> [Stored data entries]
##############################

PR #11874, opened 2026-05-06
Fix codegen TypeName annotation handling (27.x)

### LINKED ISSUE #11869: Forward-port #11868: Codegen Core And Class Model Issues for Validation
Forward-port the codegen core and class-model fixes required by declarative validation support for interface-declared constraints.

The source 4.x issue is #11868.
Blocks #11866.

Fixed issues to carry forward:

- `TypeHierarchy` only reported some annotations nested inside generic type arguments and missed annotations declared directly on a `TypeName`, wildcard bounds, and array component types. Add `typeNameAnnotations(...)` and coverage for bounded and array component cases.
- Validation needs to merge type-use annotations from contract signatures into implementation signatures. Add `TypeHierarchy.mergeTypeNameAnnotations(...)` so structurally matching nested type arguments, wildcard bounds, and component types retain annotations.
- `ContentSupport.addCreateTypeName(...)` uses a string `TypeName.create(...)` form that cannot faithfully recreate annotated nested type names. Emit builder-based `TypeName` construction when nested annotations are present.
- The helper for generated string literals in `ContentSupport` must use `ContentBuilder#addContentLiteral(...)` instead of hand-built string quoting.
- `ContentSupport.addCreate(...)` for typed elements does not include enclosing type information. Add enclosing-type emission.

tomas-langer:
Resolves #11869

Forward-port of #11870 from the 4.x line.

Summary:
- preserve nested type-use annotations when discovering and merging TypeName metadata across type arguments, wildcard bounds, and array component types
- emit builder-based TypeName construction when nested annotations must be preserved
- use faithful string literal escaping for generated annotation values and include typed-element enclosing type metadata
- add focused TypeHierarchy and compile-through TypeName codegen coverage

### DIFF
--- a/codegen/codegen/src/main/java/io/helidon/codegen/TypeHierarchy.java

##############################

Look through the entries above for the word "typed". Copy every line where it shows up.

> [Reply to the exercise]
- `ContentSupport.addCreate(...)` for typed elements does not include enclosing type information. Add enclosing-type emission.
- use faithful string literal escaping for generated annotation values and include typed-element enclosing type metadata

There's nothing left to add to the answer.